فَأَوۡحَىٰٓ إِلَىٰ عَبۡدِهِۦ مَآ أَوۡحَىٰ
Allah o anda kuluna vahyedeceğini etti.
مَا كَذَبَ ٱلۡفُؤَادُ مَا رَأَىٰٓ
Gözünün gördüğünü gönlü yalanlamadı.
أَفَتُمَٰرُونَهُۥ عَلَىٰ مَا يَرَىٰ
Ey inkarcılar!
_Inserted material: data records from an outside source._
PR #605, opened 2015-10-14
Testing rack swapping

carlyeks:
For CASSANDRA-10242

PR #688, opened 2015-11-30
Fixes to replication_test.py for CASSANDRA-10243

Onun gördüğü şey hakkında kendisi ile tartışır mısınız?
وَلَقَدۡ رَءَاهُ نَزۡلَةً أُخۡرَىٰ
And olsun ki o, Cebrail'i sınırın sonunda başka bir inişinde de görmüştür.
عِندَ سِدۡرَةِ ٱلۡمُنتَهَىٰ
And olsun ki o, Cebrail'i sınırın sonunda başka bir inişinde de görmüştür.
عِندَهَا جَنَّةُ ٱلۡمَأۡوَىٰٓ
Orada Me'va cenneti vardır.
إِذۡ يَغۡشَى ٱلسِّدۡرَةَ مَا يَغۡشَىٰ
Sidre'yi bürüyen bürüyordu.
مَا زَاغَ ٱلۡبَصَرُ وَمَا طَغَىٰ
Gözü oradan ne kaydı ve ne de onu aştı.
لَقَدۡ رَأَىٰ مِنۡ ءَايَٰتِ رَبِّهِ ٱلۡكُبۡرَىٰٓ
And olsun ki Rabbinin varlığının büyük delillerini gördü.
أَفَرَءَيۡتُمُ ٱللَّـٰتَ وَٱلۡعُزَّىٰ
Ey inkarcılar! Şimdi Lat, Uzza ve bundan başka üçüncüleri olan Menat'ın ne olduğunu söyler misiniz?